#### Assignment
The answer must consist of every line from the data that holds "content".

Records for processing Block Start

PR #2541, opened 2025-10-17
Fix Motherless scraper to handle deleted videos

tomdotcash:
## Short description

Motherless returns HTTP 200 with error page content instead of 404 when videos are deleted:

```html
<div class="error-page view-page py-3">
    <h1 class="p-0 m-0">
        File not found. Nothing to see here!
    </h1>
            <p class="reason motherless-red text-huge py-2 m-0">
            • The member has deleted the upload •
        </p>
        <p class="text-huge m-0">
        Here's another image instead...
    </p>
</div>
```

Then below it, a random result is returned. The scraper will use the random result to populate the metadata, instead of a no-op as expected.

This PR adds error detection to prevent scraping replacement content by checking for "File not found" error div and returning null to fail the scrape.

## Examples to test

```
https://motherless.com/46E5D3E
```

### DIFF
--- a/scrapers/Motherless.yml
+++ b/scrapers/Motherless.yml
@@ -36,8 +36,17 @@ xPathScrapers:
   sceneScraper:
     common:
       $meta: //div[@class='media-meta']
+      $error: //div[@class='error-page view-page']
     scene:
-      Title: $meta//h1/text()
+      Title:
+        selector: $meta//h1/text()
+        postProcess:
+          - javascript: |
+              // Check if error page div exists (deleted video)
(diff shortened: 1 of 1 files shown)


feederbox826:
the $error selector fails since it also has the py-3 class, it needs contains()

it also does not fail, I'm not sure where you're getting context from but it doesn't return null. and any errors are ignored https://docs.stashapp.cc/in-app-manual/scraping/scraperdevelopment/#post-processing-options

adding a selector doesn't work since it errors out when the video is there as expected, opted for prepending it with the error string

Records for processing Block End

#### Answer box
Motherless returns HTTP 200 with error page content instead of 404 when videos are deleted:
This PR adds error detection to prevent scraping replacement content by checking for "File not found" error div and returning null to fail the scrape.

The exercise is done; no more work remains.